Big Data with BigQuery Flashcards
What is BigQuery?
- It is a fully managed data warehouse
- It provides two services in one storage plus Analytics (built-in features like machine learning geospatial analysis and business intelligence)
How BigQuery integrates into AI lifecycle?
- It has built-in machine learning features (you can write ml models directly in bigquery using SQL)
- you can export data sets from bigquery directly into vertex AI or other servises for a seamless integration across the data to AI lifecycle
What kind of data BigQuiry can consume?
the input data can be either real-time or batch data
Describe the data ingestion process into BigQuery.
if it’s streaming data which can be either structured or unstructured high speed and large volume PubSub is needed to digest the data if it’s batch data it can be directly uploaded to Cloud Storage after that both pipelines lead to DataFlow.

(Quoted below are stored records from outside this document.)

PR #4284, opened 2026-02-18
fix/4193: Fix meta facet counts for late-rendered facet-meta blocks

### LINKED ISSUE #4193: BUG: Meta filter block isn’t working when added via code.
### Describe the bug

When calling the Meta Filter block directly in code like this `do_blocks( '<!-- wp:elasticpress/facet-meta {"facet":"affiliate","displayCount":true} /-->' )` the block doesn’t work.

It seems the block depends on [WP_Widget_Block](https://github.com/10up/ElasticPress/blob/5.2.0/includes/classes/Feature/Facets/Types/Meta/FacetType.php#L271) to fetch the list of meta, so when inserted directly via code, it fails to render properly.

The same issue exists on the Meta Range Filter.

### Steps to Reproduce

Add the Meta Filter via code and check if it works

_No response_

### Environment information

_No response_

_No response_

### Code of Conduct

Sidsector9:
#### What was the issue?

The meta facet aggregations were built during the main facetable query, based on facet fields discovered early. When `elasticpress/facet-meta` is rendered later at runtime (for example via `do_blocks()`), the main query has already completed. In that case, the requested meta field is missing from the original aggregation request, so that facet receives no counts and terms render as disabled/empty.

#### How does this fix work?
This PR adds a runtime-safe fallback for meta facet aggregations:
- Adds the `get_facet_aggregation_for_field()` in the meta facet type.
- If the aggregation for the requested meta field is missing, it runs a scoped facetable fallback query for that field in the current query context.
- It merges the returned aggregation back into the original query’s facet aggregations.
- Updates the meta facet renderer to use this method instead of directly reading aggregation data.
- This allows late-rendered meta facet blocks to display correct counts and clickable terms.

Closes #4193 

### How to test the Change

Replace `hero_caption` from the following with a meta value that is relevant to your site, and add it to your functions.php file:

```php
add_action( 'wp_footer', function() {
	if ( ! is_archive() ) {
		return;
	}
	echo do_blocks( '<!-- wp:elasticpress/facet-meta {"displayCount":true,"facet":"hero_caption"} /-->' );
} );
```

On `develop`, it will display the the list, but the counts will be 0, making the list items not clickable. Switch to the fix branch and observe that it displays the count, and the items are clickable.

### Changelog Entry

> Fixed - Bug fix
### Credits

Props @burhandodhy @Sidsector9 

### Checklist:

### DIFF
--- a/includes/classes/Feature/Facets/Types/Meta/FacetType.php
+++ b/includes/classes/Feature/Facets/Types/Meta/FacetType.php
@@ -9,6 +9,7 @@
 namespace ElasticPress\Feature\Facets\Types\Meta;
 
 use ElasticPress\Features;
+use WP_Query;
 
 if ( ! defined( 'ABSPATH' ) ) {
 	exit; // Exit if accessed directly.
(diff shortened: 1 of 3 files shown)


Sidsector9:
As discussed on Slack, this needs to be document instead of code changes. Closing this one.

PR #4285, opened 2026-02-19
Assumption safety checks for queried object

### LINKED ISSUE #3331: BUG: EP crashes trying to use queried object that doesn't exist
### Describe the bug

This code in `includes/classes/Indexable/Post/QueryIntegration.php` assumes that `$query->get_queried_object()` always returns a term, this is not a safe assumption:

```php
		if ( empty( $query_vars['post_type'] ) ) {
			if ( $query->is_tax() ) {
				$query_vars['post_type'] = get_taxonomy( $query->get_queried_object()->taxonomy )->object_type;
			} elseif ( empty( $query_vars['s'] ) ) {
```

### Steps to Reproduce

Not 100% on the steps that lead to this, only that this is what I got at the other end

_No response_

### Environment information

_No response_

latest version of elasticpress 4.4.1

### Code of Conduct

ZacharyRener:
### Description of the Change

Closes #3331 

### Changelog Entry

> Fixed - Error when trying to use queried object that doesn't exist

### Credits

Props @tomjn @ZacharyRener 

### Checklist:

### DIFF
--- a/includes/classes/Indexable/Post/QueryIntegration.php
+++ b/includes/classes/Indexable/Post/QueryIntegration.php
@@ -246,7 +246,7 @@ class QueryIntegration {
 		 * If not search and not set, default to post. If not set and is search, use searchable post types.
 		 */
 		if ( empty( $query_vars['post_type'] ) ) {
-			$tax_post_type = Utils\get_post_type_for_tax_query( $query );
+			$tax_post_type = Utils\get_post_types_for_tax_query( $query );
 
 			if ( ! empty( $tax_post_type ) ) {
 				$query_vars['post_type'] = $tax_post_type;
--- a/includes/classes/Indexable/Post/QueryIntegration.php
+++ b/includes/classes/Indexable/Post/QueryIntegration.php
@@ -246,13 +246,15 @@ class QueryIntegration {
 		 * If not search and not set default to post. If not set and is search, use searchable post types
 		 */
 		if ( empty( $query_vars['post_type'] ) ) {
-			if ( $query->is_tax() && $query->get_queried_object() ) {
-				$query_vars['post_type'] = get_taxonomy( $query->get_queried_object()->taxonomy )->object_type;
-			} elseif ( empty( $query_vars['s'] ) ) {
-				$query_vars['post_type'] = 'post';
-			} else {
-				$query_vars['post_type'] = array_values( get_post_types( array( 'exclude_from_search' => false ) ) );
-			}
+			$query_vars['post_type'] = Utils\get_post_type_for_tax_query( $query );
+		}
+
+		if ( empty( $query_vars['post_type'] ) && ! empty( $query_vars['s'] ) ) {
+			$query_vars['post_type'] = array_values( get_post_types( array( 'exclude_from_search' => false ) ) );
+		}
+
+		if ( empty( $query_vars['post_type'] ) ) {
+			$query_vars['post_type'] = 'post';
 		}
 
 		/**
--- a/includes/classes/Indexable/Post/QueryIntegration.php
+++ b/includes/classes/Indexable/Post/QueryIntegration.php
@@ -243,18 +243,18 @@ class QueryIntegration {
 		}
 
 		/**
-		 * If not search and not set default to post. If not set and is search, use searchable post types
+		 * If not search and not set default to post. If not set and is search, use searchable post types.
 		 */
 		if ( empty( $query_vars['post_type'] ) ) {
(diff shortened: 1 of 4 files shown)


includes/classes/Indexable/Post/QueryIntegration.php
```diff
@@ -243,11 +243,13 @@ public function get_es_posts( $posts, $query ) {
 		}
 
 		/**
-		 * If not search and not set default to post. If not set and is search, use searchable post types
+		 * If not search and not set default to post. If not set and is search, use searchable post types.
```
felipeelia:
```suggestion
		 * If not search and not set, default to post. If not set and is search, use searchable post types.
```

includes/utils.php
```diff
@@ -930,3 +930,34 @@ function is_top_level_admin_context() {
...
+ * Safely resolve the post type(s) for a taxonomy query.
+ *
+ * Guards against null queried objects, missing taxonomy properties,
+ * and deregistered taxonomies that would otherwise cause fatal errors
+ * when chaining get_queried_object()->taxonomy through get_taxonomy().
+ *
+ * Returns null when the query is not a taxonomy query, allowing callers
+ * to distinguish "not a tax query" from "tax query that failed to resolve."
+ *
+ * @since 5.3.0
```
felipeelia:
```suggestion
 * @since 5.3.3
```

felipeelia (changes requested):

includes/utils.php
```diff
@@ -930,3 +930,34 @@ function is_top_level_admin_context() {
...
+ *
+ * @param \WP_Query|null $query Optional. WP_Query instance. Defaults to the global query.
+ * @return array|null Post type array on success, null otherwise.
+ */
+function get_post_type_for_tax_query( $query = null ) {
```
tomjn: We could type hint this as `?WP_Query`, this does mean that we would need to enforce a minimum PHP version of ...... v7.1

tomjn: likewise a return type could be added of `?array`

tomjn: and since this is returning an array of types plural, should it be renamed to `get_post_types_for_tax_query`?

includes/utils.php
```diff
@@ -930,3 +930,34 @@ function is_top_level_admin_context() {
...
+	}
+
+	$queried_object = $query instanceof \WP_Query ? $query->get_queried_object() : get_queried_object();
+	if ( ! $queried_object || ! isset( $queried_object->taxonomy ) ) {
+		return null;
+	}
+
+	$taxonomy_object = get_taxonomy( $queried_object->taxonomy );
+
+	return $taxonomy_object ? $taxonomy_object->object_type : null;
```
tomjn: While `object_type` can be null, it can also be a value that is not a post type, e.g. a comments or users. While less common, a user taxonomy would lead to it trying to work with a `user` CPT so there's some validation needed.

tomjn: Also what's the difference between returning `null` and returning `[]`? Could it just return an empty array and skip the whole `null` thing?

includes/utils.php
```diff
@@ -930,3 +930,34 @@ function is_top_level_admin_context() {
...
+ * @param \WP_Query|null $query Optional. WP_Query instance. Defaults to the global query.
+ * @return array|null Post type array on success, null otherwise.
+ */
+function get_post_type_for_tax_query( $query = null ) {
+	$is_tax = $query instanceof \WP_Query ? $query->is_tax() : is_tax();
+	if ( ! $is_tax ) {
+		return null;
+	}
+
+	$queried_object = $query instanceof \WP_Query ? $query->get_queried_object() : get_queried_object();
```
tomjn: these ternaries could be avoided with a guard that assigns `$query` the value of the `$wp_query` global if it is null

ZacharyRener:
@tomjn Points addressed with latest push.

tomjn (approved):

includes/utils.php
```diff
@@ -930,3 +930,39 @@ function is_top_level_admin_context() {
...
+ *
+ * @param \WP_Query|null $query Optional. WP_Query instance. Defaults to the global query.
+ * @return array Registered post type names on success, empty array otherwise.
+ */
+function get_post_types_for_tax_query( ?\WP_Query $query = null ): array {
+	if ( null === $query ) {
+		global $wp_query;
+		$query = $wp_query;
+	}
+
```
felipeelia, line 953:
```suggestion
	global $wp_query;

	if ( null === $query ) {
		$query = $wp_query;
	}

```

felipeelia (changes requested):

PR #4290, opened 2026-02-22
feat/3954: Add filters to exclude post types and taxonomy terms from Instant Results

### LINKED ISSUE #3954: Remove Filters from Instant Results
### Describe the bug

We'd like to remove filters from the Instant Results. Currently, we can remove them with CSS, but the problem is the "Show More Options" still appears even though there are no more options.

### Steps to Reproduce

1. Go to Instant Results
2. Add "Post Type" for filter
3. No options exist to remove single or multiple post types. It will show All post types.

If removing via filters via CSS the 'Show More Options' button appears. See here: [(https://youtu.be/uN1IXzdFpEc)]
This indicates a better solution is necessary to remove these filters so they are not counted in the list to trigger the show more options button.

### Environment information

_No response_

_No response_

### Code of Conduct

Sidsector9:
### Description of the Change

- Adds `ep_instant_results_excluded_post_types` filter to exclude post types and related posts from Instant Results.
- Adds `ep_instant_results_excluded_term_ids` filter to exclude taxonomy terms from Instant Results facets.

#### Post Type Exclusion (`ep_instant_results_excluded_post_types`)

Excluded post types are removed from both the Post Type facet and the search template itself. This means content of that type will not appear in Instant Results at all.

The search template is regenerated when Instant Results settings are saved, when the weighting configuration is saved, and after a full sync. So after changing this filter, save either settings screen, run a sync, or run `wp elasticpress put-search-template`, otherwise the old template stays in use.

```php
add_filter( 'ep_instant_results_excluded_post_types', function( $excluded ) {
    $excluded[] = 'page';
    return $excluded;
} );
```

#### Term Exclusion (`ep_instant_results_excluded_term_ids`)

Excluded terms are hidden from every taxonomy facet (Category, Tag, etc.) but posts associated with those terms still appear in search results. This is intentional, a post can belong to multiple terms, so excluding a term from the facet should not remove posts that also match through other, non-excluded terms.

```php
add_filter( 'ep_instant_results_excluded_term_ids', function( $excluded ) {
    $excluded[] = 1; // Uncategorized
    return $excluded;
} );
```

Closes #3954 

### Changelog Entry

> Added: `ep_instant_results_excluded_post_types` filter to exclude post types from Instant Results facets and search results.         
> Added: `ep_instant_results_excluded_term_ids` filter to exclude taxonomy terms from Instant Results facets.

### Credits

Props @feliciaoctocog, @Sidsector9 

### Checklist:


felipeelia:
We will need tests for this one, @Sidsector9.

Sidsector9:
@felipeelia the tests have been added 👍

felipeelia (changes requested):
@Sidsector9 We will need to replace all the `5.4.0` with `5.3.4`. In addition to that, can you please change `get_excluded_post_types` and `get_excluded_term_ids` returns, so we always make sure they are sending the correct types back to the caller?

Something like `array_filter( array_map( 'absint', (array) apply_filters( 'ep_instant_results_excluded_term_ids', [] ) ) );`, but properly written.

PR #4319, opened 2026-06-11
Fix/utils get site null guard

### LINKED ISSUE #4318: Utils\get_site() fatal TypeError on PHP 8.x when site ID does not exist

thisismyurl:
### Description of the Change

closes #4318

### Changelog Entry

> Added - New feature
> Removed - Feature
> Fixed - Bug fix
> Security - Vulnerability
> Developer - Non-functional update

### Credits

Props @username, ...

### Checklist:

### DIFF
--- a/includes/utils.php
+++ b/includes/utils.php
@@ -204,6 +204,10 @@ function is_site_indexable( $blog_id = null ) {
 
 	$site = get_site( $blog_id );
 
+	if ( empty( $site ) ) {
+		return false;
+	}
+
 	$is_indexable = get_site_meta( $site['blog_id'], 'ep_indexable', true );
 
 	return 'no' !== $is_indexable && ! $site['deleted'] && ! $site['archived'] && ! $site['spam'];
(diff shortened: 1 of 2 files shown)


thisismyurl:
Thanks for the review — addressing both points:

**`PHP_INT_MAX` in tests** — Valid concern. I pushed a follow-up commit that replaces `PHP_INT_MAX` with `999999` — a fixed large value that stays in a typical 32-bit range and is deterministic across environments.

**Returning `[]` vs `null`** — The empty array is intentional here. The existing callers (including `is_site_indexable()` in this same PR) guard with `empty($site)`, which is falsy for both `null` and `[]`. Returning `[]` keeps the return type consistent (`array`) without introducing a type union, and `empty()` handles it cleanly at the call site. I've noted in the function's docblock that an empty array is returned when the site is not found, so callers know to guard accordingly. Happy to discuss further if the maintainers prefer a different contract — just wanted to explain the reasoning.

Issue #17, opened 2020-05-21
Allow types that dont implement DekuRead / DekuWrite when a custom parser is provided


elast0ny:
```Rust
struct DekuTest {
    field_a: u8,
    #[deku(reader = "bytes_to_str(rest)")]
    field_b: String,
}
```
You should not need to implement anything on `String` as the custom reader handles the parsing

elast0ny:
This will be fixed when the branch is merged into master

Issue #13, opened 2020-05-14
Compile time bit_size checking


elast0ny:
https://github.com/sharksforarms/deku/blob/26eccca325c37b847b3c1ea7032045e26f8ca752/deku-derive/src/macros/deku_read.rs#L79

This seems like it could be fixed by using `const` functions. std::mem::size_of() is `const` which can all be evaluated at compile time. e.g. :
```Rust
    const fn bit_size() -> usize {
        std::mem::size_of::<$typ>() * 8
    }
```

sharksforarms:
I wonder if the assert could be done at compile time? For example, this would fail to compile

```rust
struct DekuTest {
    #[deku(bits = "9")]
    field_a: u8,
}
```

elast0ny:
This should be possible with :
https://docs.rs/static_assertions/1.1.0/static_assertions/macro.const_assert.html

elast0ny:
oh crap : https://github.com/rust-lang/rust/issues/57563

sharksforarms:
No longer required: https://github.com/sharksforarms/deku/pull/19

PR #19, opened 2020-05-21
Removing bit size trait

What is an advantage of using DataFlow to stream data into BigQuery?
Inconsistency might result from saving and processing data separately.
To avoid that risk, consider using Dataflow to build a streaming data pipeline into BigQuery.
What types of datasourses can be used in BigQuery to ingest data?
- internal/native and external data sources
- Multi-cloud data, which is data stored in multiple cloud services, such as AWS or Azure
- public dataset (any of the datasets available in the public dataset marketplace)
What are basic patterns to load data into BigQuery?
- a batch load (source data is loaded into a BigQuery table in a single batch operation)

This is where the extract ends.